Getting an offer at a large tech firm for an entry level software development job in SV is MUCH easier than getting an offer as a front office analyst at a BB IB in NYC. Particularly if you attend a non-target (SV companies don't care nearly as much about pedigree).

Not to shit on IB or glorify CS at all, but you are seriously underestimating SV salaries. Facebook's starting offer for undergrads is ~$170K (base $105K, avg. bonus ~$18k, equity ~$25K, signing ~$22k).

That being said, large tech companies do not have the work-life balance that many SV companies do... most developers I know work similar hours to me in consulting (60-70).

 

"Particularly if you attend a non-target (SV companies don't care nearly as much about pedigree)."

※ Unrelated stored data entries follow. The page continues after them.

PR #2580, opened 2026-09-21
Separately store the latest expose error for each Listener, so their …

mgoulish:
…errors can't overwrite each other. Return the error from UpdateListener so CheckListener can see it. Also add a unit test for this small new functionality.

I want to use this tiny new functionality in an integration test that I have already finished, but I thought it might be best to first do a separate PR for just this part.

## Summary by CodeRabbit

* **Bug Fixes**
  * Listener exposure failures are now correctly reported when updating listeners.
  * Exposure errors are tracked independently for each listener, preventing one listener’s failure from affecting another.
  * Errors are cleared after successful handling or retrieval.
  * Removing a listener also removes its associated exposure error.

* **Tests**
  * Added coverage for exposure error propagation and listener-specific error isolation.
  * Updated integration test configuration handling to improve validation of listener behavior.


mgoulish:
This is for issue #2581

internal/kube/site/extended_bindings_expose_test.go
```diff
@@ -0,0 +1,118 @@
...
+	// Updating Listener A should return A's error,
+	// and should *consume* A's error,
+	// while the error in B should not be changed.
+	_, gotA := eb.UpdateListener("listener-a", testListener("listener-a", "svc-a"))
+	assert.ErrorContains(t, gotA, "fail-a")
+	assert.ErrorContains(t, eb.lastListenerExposeErr["listener-b"], "fail-b")
+	_, stillA := eb.lastListenerExposeErr["listener-a"]
+	assert.Assert(t, !stillA, "listener-a error should have been consumed")
+
+	// Now updating Listener B should return-and-consume C's error.
```
AryanP123: typo: “return-and-consume C's error” but should say B's error?

PR #1228, opened 2026-07-30
Allow arguments to satisfy RBS interface-typed parameters

### LINKED ISSUE #1227: Hash#fetch on Hash{Symbol => Class<X>} miscomputes generics when rbs >= 4.1.0

While verifying the fix for #1222 on Solargraph 0.60.2, we found a related-but-distinct regression: bumping the `rbs` gem alone (Solargraph version held constant) reintroduces a spurious "does not match inferred type ... generic<X>" error for `Hash#fetch` on a `Hash{Symbol => Class<X>}`-typed value.

### Repro

`Gemfile`:
```ruby
source 'https://rubygems.org'
gem 'solargraph', '0.60.2'
gem 'rbs', '4.1.0'
```

`repro.rb`:
```ruby
# typed: true
# frozen_string_literal: true

class Foo; end

class Holder
  # @return [Hash{Symbol => Class<Foo>}]
  def registry
    { x: Foo }
  end

  # @return [Foo]
  def use_it
    # @type [Class<Foo>]
    clazz = registry.fetch(:x)
    clazz.new
  end
end
```

```
repro.rb:15: Declared type Class<Foo> does not match inferred type Class<Foo>, generic<X> for variable clazz
Typecheck finished in 0.06s
1 problem found.
```

### Isolation

Solargraph version held fixed at 0.60.2 in both runs; only `rbs` changes:

| solargraph | rbs   | result |
|---|---|---|
| 0.60.2 | 4.0.2 | 0 problems |
| 0.60.2 | 4.1.0 | 1 problem (`generic<X>` false positive above) |

So the regression tracks the `rbs` version, not the Solargraph version. Filing against Solargraph rather than `ruby/rbs` since the failure only manifests through Solargraph's typecheck output (haven't confirmed whether the bug is in Solargraph's consumption of rbs's parsed types, or in rbs's own generated signatures for `Hash#fetch`) — happy to move it if it turns out to belong upstream in `ruby/rbs`.

Found while working on https://github.com/apiology/plate-spinner/pull/2149, which pins `rbs` to `< 4.1.0` to work around this.

apiology:

Fixes #1227.

## Problem

As of RBS 4.1.0, `Hash#fetch`'s single-argument overload takes its key as the `::Hash::_Key` duck-type interface instead of the generic `K` (see `ruby/rbs` `core/hash.rbs`). `Pin::Parameter#compatible_arg?` had no way to confirm an argument satisfies an interface without an explicit `include` declaration — which core gems don't add for every class that happens to satisfy `Hash::_Key`'s `#hash`/`#eql?` contract — so the single-arg overload was rejected as a non-match for a plain `Symbol` argument.

`Call#inferred_pins` then fell back to merging the return types of *all* of `Hash#fetch`'s overloads (including the unresolved `generic<X>` placeholder from the block-taking overload) instead of resolving the one overload that actually matched the call, producing a spurious typecheck error like:

```
Declared type Class<Foo> does not match inferred type Class<Foo>, generic<X> for variable clazz
```

on any `Hash{Symbol => Class<X>}#fetch(:key)` call under `rbs >= 4.1.0`.

## Fix

Pass `:allow_unmatched_interface` into the conformance check in `Pin::Parameter#compatible_arg?`, so an argument is treated as compatible with an interface-typed parameter rather than rejecting the overload outright. This mirrors how `TypeChecker` already treats unmatched interfaces when comparing declared vs. inferred types (`type_checker.rb:80`).

## Testing

- Added a regression spec in `spec/type_checker/levels/strong_spec.rb` reproducing the exact repro from #1227; confirmed it fails without the fix and passes with it.
- `bundle exec rspec`: 1618 examples, 0 failures (65 pre-existing pending, unrelated to this change).
- `bundle exec rubocop` on changed files: no offenses.
- `bundle exec rake typecheck`: 548 problems (down from 551 on the same base commit without this change) — the remaining problems are pre-existing RBS 4.1.0 drift unrelated to this fix, out of scope here.

### DIFF
--- a/lib/solargraph/pin/parameter.rb
+++ b/lib/solargraph/pin/parameter.rb
@@ -227,10 +227,17 @@ module Solargraph
         ptype = typify api_map
         return true if ptype.undefined?
 
+        # RBS interfaces (e.g., Hash::_Key) describe duck types that
+        # Solargraph can't verify structurally without an explicit
+        # `include`, which core gems don't declare for every class that
+        # happens to satisfy them (e.g., every object responds to
+        # Hash::_Key's #hash and #eql?). Treat an argument as compatible
+        # with an interface-typed parameter rather than rejecting the
+        # overload outright.
         return true if atype.conforms_to?(api_map,
                                           ptype,
                                           :method_call,
-                                          %i[allow_empty_params allow_undefined])
+                                          %i[allow_empty_params allow_undefined allow_unmatched_interface])
         ptype.generic?
       end
 
--- a/lib/solargraph/pin/parameter.rb
+++ b/lib/solargraph/pin/parameter.rb
@@ -227,13 +227,9 @@ module Solargraph
         ptype = typify api_map
         return true if ptype.undefined?
 
-        # RBS interfaces (e.g., Hash::_Key) describe duck types that
-        # Solargraph can't verify structurally without an explicit
-        # `include`, which core gems don't declare for every class that
-        # happens to satisfy them (e.g., every object responds to
-        # Hash::_Key's #hash and #eql?). Treat an argument as compatible
-        # with an interface-typed parameter rather than rejecting the
-        # overload outright.
+        # RBS interfaces (e.g., Hash::_Key) describe duck types core gems
+        # don't `include` on every satisfying class, so Solargraph can't
+        # verify them structurally; treat a match as compatible instead.
         return true if atype.conforms_to?(api_map,
                                           ptype,
                                           :method_call,
--- a/spec/type_checker/levels/strong_spec.rb
+++ b/spec/type_checker/levels/strong_spec.rb
@@ -892,5 +892,35 @@ describe Solargraph::TypeChecker do
       # an error when trying to declare sub as Subclass
       expect(checker.problems.map(&:message)).not_to include('Unresolved call to bar on Base')
     end
+
+    it 'resolves Hash#fetch return type on Hash{Symbol => Class<X>} without leaking a generic placeholder' do
+      # https://github.com/castwide/solargraph/issues/1227
+      #
+      # As of RBS 4.1.0, Hash#fetch's single-argument overload takes
+      # its key as the ::Hash::_Key duck-type interface instead of the
+      # generic K (see ruby/rbs core/hash.rbs). Solargraph couldn't
+      # prove a Symbol argument satisfies that interface, so it fell
+      # back to merging the return types of all of Hash#fetch's
+      # overloads (including the unresolved block-form's `generic<X>`)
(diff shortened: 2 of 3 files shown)


apiology:
*🤖 Comment from Claude, not Vince — acting on his behalf via his GitHub credentials.*

CI status: 28/29 checks pass, including `Solargraph / strong` (the typecheck job this issue is about).

The one failure, `run_solargraph_rspec_specs`, is pre-existing on `master` and unrelated to this change — it is the downstream `solargraph-rspec` fork's own Array-generics inference test, already failing on the last 5 pushes to `master`, including the commit this PR is based on. This PR does not touch that code path.

See https://github.com/castwide/solargraph/actions/runs/30486979645 for that same failure on master.

apiology:
@castwide This one's ready for review

lib/solargraph/pin/parameter.rb
```diff
@@ -227,10 +227,17 @@ def compatible_arg? atype, api_map
         ptype = typify api_map
         return true if ptype.undefined?
 
+        # RBS interfaces (e.g., Hash::_Key) describe duck types that
+        # Solargraph can't verify structurally without an explicit
+        # `include`, which core gems don't declare for every class that
+        # happens to satisfy them (e.g., every object responds to
+        # Hash::_Key's #hash and #eql?). Treat an argument as compatible
+        # with an interface-typed parameter rather than rejecting the
+        # overload outright.
```
apiology: 3 lines - and is this PR redundant with the structural type PR?

spec/type_checker/levels/strong_spec.rb
```diff
@@ -997,5 +997,35 @@ def baz(bases)
...
+    it 'resolves Hash#fetch return type on Hash{Symbol => Class<X>} without leaking a generic placeholder' do
+      # https://github.com/castwide/solargraph/issues/1227
+      #
+      # As of RBS 4.1.0, Hash#fetch's single-argument overload takes
+      # its key as the ::Hash::_Key duck-type interface instead of the
+      # generic K (see ruby/rbs core/hash.rbs). Solargraph couldn't
+      # prove a Symbol argument satisfies that interface, so it fell
+      # back to merging the return types of all of Hash#fetch's
+      # overloads (including the unresolved block-form's `generic<X>`)
+      # instead of picking the single-argument overload.
```
apiology: No changeloging.  Explain why your example is valid in the spec name, not with a bunch of comments that are quickly irrelevant.

apiology:
**Claude:** Superseded by #1266 — same fix, done via real structural conformance instead of a blanket allow.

I know they claim that, but everything I've heard says this is sort of bullsh-t. I know this is a weak anecdote, but Mayers at Yahoo, who was formerly an exec at Google (?), was well known to obsess over people's academic pedigree. Elite credentials certainly never hurt.

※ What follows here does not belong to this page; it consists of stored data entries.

PR #1230, opened 2026-07-30
TEMP: verify CI reproduces #1227 without fix (will close)

apiology:
Throwaway PR — do not merge.

This branch has only the regression spec from https://github.com/castwide/solargraph/pull/1228, without the fix, to confirm CI actually reproduces the bug under rbs >= 4.1.0 in the real CI environment rather than relying solely on local verification. Will close once CI shows the expected failure.


apiology:
Confirmed: CI reproduces the exact bug from #1227 without the fix (see https://github.com/castwide/solargraph/actions/runs/30538778613/job/90858343538 — single failure: `Declared type Class<Foo> does not match inferred type Class<Foo>, generic<X> for variable clazz`). Fix is in #1228. Closing this throwaway verification PR.

PR #1236, opened 2026-08-01
Fix exponential blowup in Pin::Method#combine_same_type_arity_signatures

### LINKED ISSUE #1235: solargraph typecheck --level strong hangs indefinitely (exponential blowup in Pin::Method#combine_same_type_arity_signatures)
## Summary

`solargraph typecheck --level strong` can hang indefinitely with unbounded memory growth (observed >11GB RSS on macOS, still climbing after 17+ minutes; >6.7GB on Linux x86_64 after ~10 minutes) when Solargraph's own codebase is typechecked against RBS collection data. Confirmed reproducing on both macOS ARM64 and Linux x86_64 (Docker `ruby:3.4`, `linux/amd64` platform), using the exact steps from `.github/workflows/typecheck.yml`'s `solargraph_typed` job against a clean v0.59 checkout (commit `735eaa5d`, no modifications).

Note: castwide/solargraph's own CI passes reliably in 5-14 minutes on `ubuntu-latest` — the hang was intermittent/environment-sensitive enough that I initially suspected platform (ARM64 vs x86_64) as the differentiator, but reproducing under Linux x86_64 (via QEMU emulation, since my only x86_64 access was emulated) ruled that out. Likely trigger is gem-version drift in `bundle update --pre rbs` (which pulls whatever RBS/gem-type versions are "latest" at install time) surfacing a pre-existing algorithmic bug rather than a platform-specific issue.

## Root cause

`Solargraph::Pin::Method#combine_same_type_arity_signatures` (`lib/solargraph/pin/method.rb:507-534`) merges same-type-arity overload signatures via:

```ruby
def combine_same_type_arity_signatures same_type_arity_signatures
  # This is an O(n^2) operation, so bail out if n is not small
  return same_type_arity_signatures if same_type_arity_signatures.length > 10

  same_type_arity_signatures.reduce([]) do |old_signatures, new_signature|
    next old_signatures + [new_signature] if old_signatures.empty?
    old_signatures.flat_map do |old_signature|
      potential_new_signature = old_signature.combine_with(new_signature)
      if potential_new_signature.type_arity == old_signature.type_arity
        old_signatures - [old_signature] + [potential_new_signature]
      else
        old_signatures + [new_signature]
      end
    end
  end
end
```

The inner `flat_map` iterates once per element of the accumulator `old_signatures`, but **each branch returns the entire accumulator array** (with one element swapped/added) rather than just that element's own contribution. Since `flat_map` concatenates every branch's return value, if none of N existing signatures merge with `new_signature`, the result is `N*(N+1)` elements instead of `N+1`. That larger array becomes the accumulator for the *next* `reduce` step, so the array size compounds **multiplicatively** with each additional signature processed — not just quadratically, as the comment on line 508 assumes.

The guard on line 509 (`return ... if same_type_arity_signatures.length > 10`) only checks the length of the *initial* input array. It doesn't catch this blowup because the explosion happens incrementally, inside the `reduce`, as later signatures are folded in — the array can start well under 10 elements and still explode a few iterations in.

This is hit in practice via `Solargraph::GemPins.combine_method_pins` when RBS collection data supplies many overloaded signatures with the same type arity for a single method (the included regression test uses `Integer#+` as a real-world example — RBS ships many dispatch-by-type overloads for it).

## Evidence

Live Ruby-level stack sampling via [rbspy](https://github.com/rbspy/rbspy) (attached to the running, non-instrumented process) showed an **identical stack** across repeated samples taken 15 seconds apart, confirming zero forward progress rather than merely slow legitimate work:

```
Enumerable#reduce [c function] - (unknown)
Array#each [c function] - (unknown)
(unknown) [c function] - (unknown)
block in combine_same_type_arity_signatures - /repo/lib/solargraph/pin/method.rb:533
Enumerable#flat_map [c function] - (unknown)
Array#each [c function] - (unknown)
(unknown) [c function] - (unknown)
block (2 levels) in combine_same_type_arity_signatures - /repo/lib/solargraph/pin/method.rb:532
```

Full callsite chain: `Shell#typecheck` → `TypeChecker#problems` → `#variable_type_tag_problems` → `Pin::BaseVariable#probe` → `Chain#infer` → `Chain::Call#resolve` → `ApiMap#get_method_stack`/`#get_methods` → `GemPins.combine_method_pins` → `Pin::Method#combine_with` → `#combine_signatures` → `#combine_signatures_by_type_arity` → `#combine_same_type_arity_signatures`.

RSS climbed steadily and continuously (no leveling off) during the hang: on macOS, >11GB after 17+ minutes; on Linux x86_64, 0 → 6.7GB in ~10 minutes, at which point the process was killed to conclude the investigation.

## To reproduce

```
git clone https://github.com/castwide/solargraph.git
cd solargraph
git checkout v0.59
echo "gem 'vernier', '>1.0', '<2'" >> Gemfile
bundle install
bundle update --pre rbs
bundle exec rbs collection install
SOLARGRAPH_ASSERTS=on bundle exec solargraph typecheck --level strong
```

Whether it hangs appears to depend on which RBS/gem versions `bundle update --pre rbs` resolves to at install time (i.e., how many same-type-arity overloads end up bundled for some method) — it reproduced consistently for me across Ruby 3.2.2, 3.2.6, and 3.4.5, on both macOS ARM64 and Linux x86_64, when run "fresh" (today's gem versions), which is consistent with a version of RBS or a gem's RBS signatures having accumulated enough same-type-arity overloads for some method to trip the exponential path.

## Fix

PR incoming with a fix that replaces the per-element `flat_map` (which re-emits the whole accumulator from within a block scoped to a single element) with a single `Array#map` pass that independently combines or keeps each element once, appending the new signature only if nothing merged — preserving the intended `O(n)` per-signature / `O(n^2)` overall behavior without the accidental multiplicative growth. Includes a regression test.

apiology:
Fixes #1235.

## Problem

`Pin::Method#combine_same_type_arity_signatures` (`lib/solargraph/pin/method.rb`) merges same-type-arity overload signatures via `reduce` + inner `flat_map`. The `flat_map` block returns the *entire* accumulator array from within a block scoped to a single element, so when N existing signatures fail to merge with a new one, the result balloons to `N*(N+1)` elements instead of `N+1`. That larger array becomes the accumulator for the next `reduce` step, so array size compounds multiplicatively with each additional signature — not the `O(n^2)` the existing guard comment assumes. The guard (`return ... if same_type_arity_signatures.length > 10`) only checks the *initial* array length and doesn't catch growth that happens incrementally inside the `reduce`.

In practice this causes `solargraph typecheck --level strong` to hang indefinitely with unbounded RSS growth when combining large families of same-type-arity overloads from RBS collection data (e.g. `Integer#+`, which RBS ships with many dispatch-by-type overloads). See #1235 for full repro steps, rbspy stack evidence (identical stuck stack across repeated samples), and RSS growth data on both macOS ARM64 and Linux x86_64.

## Fix

Replace the per-element `flat_map` (re-emitting the whole accumulator per element) with a single `Array#map` pass: each element of `old_signatures` is independently combined-or-kept exactly once, and `new_signature` is appended only if nothing merged. This preserves the original intent (attempt to merge `new_signature` into each existing signature; keep unmerged ones as-is) and the intended `O(n)`-per-signature / `O(n^2)`-overall cost, without the accidental multiplicative blowup.

## Testing

- Added a regression test (`spec/pin/method_spec.rb`) using doubles that never successfully merge, verifying the combined result length tracks the input length (`n`) rather than exploding. This test would hang/OOM against the old code.
- `bundle exec rspec spec/pin/method_spec.rb`: 48 examples, 0 failures (Ruby 3.4, Linux x86_64/Docker).
- Ran the full CI recipe from `.github/workflows/typecheck.yml` (`solargraph_typed` job) against this branch on Linux x86_64: `SOLARGRAPH_ASSERTS=on bundle exec solargraph typecheck --level strong` now **completes** in ~6.5 minutes (previously hung indefinitely, RSS unbounded). Exit code was 1 with 49 problems found in 14 of 241 files — I believe this is unrelated gem/RBS-version drift from `bundle update --pre rbs` picking up whatever is latest as of today rather than what was current when v0.59's CI last passed, not a regression introduced by this change (the fix only removes duplicate/exploded array entries; it doesn't change which signatures successfully merge). Flagging this explicitly rather than asserting a clean typecheck, since I haven't diffed against a same-day baseline without this fix (that baseline hangs, by definition, so a like-for-like comparison isn't available).


apiology:
This PR targeted the `v0.59` tag, which has diverged from `master` significantly (different commit lineages, ~46 commits on master not in v0.59 and 10 commits on v0.59 not in master since their common ancestor) — hence the huge conflict set here.

More importantly, current `master` already stubbed out `combine_same_type_arity_signatures` entirely in #1186 as a stopgap for this exact hang ("debug an infinite loop bug in Ruby 3.x"), so the code this PR patches is currently dead on master. Superseding this with a fresh PR based on current master that removes the stub and applies the real fix: see the new PR (linked from #1235).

For CS, Carnegie Melon is top 2-3 in world. And Big Ten, San Jose State, etc. CS grads can all do well. Paypal Mafia was mostly Univ. of Illinois grads.

 

And if you're on a big project, can't your equity go into the millions? I read recently the guys working on Google's Waymo (I think) were getting literally nine figure bonuses! Or maybe it was advertising guys. Either way, young-ish dudes dedicated to certain projects and the way the bonus was structured made it rain.

 

So a couple things I consider:

1) CS degrees aren't that hard. In fact it's what most people who washed out of my engineering program did. I recognize the markets are changing and fast, but let's not all get ahead of ourselves and start putting CS up with advanced mathematics, physics, or the like. It's logic based structures. that's it

2) High salaries in programming are a fad in my opinion. My friends back in 2005 were getting offers for like 45k starting salaries. Yes the markets are hot now... but this is a completely exportable skillset that anyone in tanzania/vietnam/sri lanka can do. Unlike say law, real estate, or banking which have barriers to entry.. software will be a drive to the lowest common denominator GLOBALLY. It's inevitable. Sure Silcion Valley VCs are being stubborn and only investing locally now. But on a long enough horizon you will get a worldwide equilibrium. In fact I've already started to hear of reports of this. I know for a fact that IT (admittedly adjacent to software development) is now paying a global standard. I have friends in Africa, Europe, and Japan and they all earn +/- 10% of eachother. Like engineering roles always have been -- it will continue to provide an upper middle class lifestyle at the entry level, but likely not have huge upside potential like banking/PE

3) So why are salaries so high? They aren't. 175k in SV today roughly equals the ~100k many of my friends were getting 5-7 years ago. What's happened? Massive inflation to the tune of 10%year over year. Unfortunately banking and consulting have remained static; but SV tech salaries have really only risen with inflation. Don't believe me? Read up on the latest inflation call from Devonshire capital.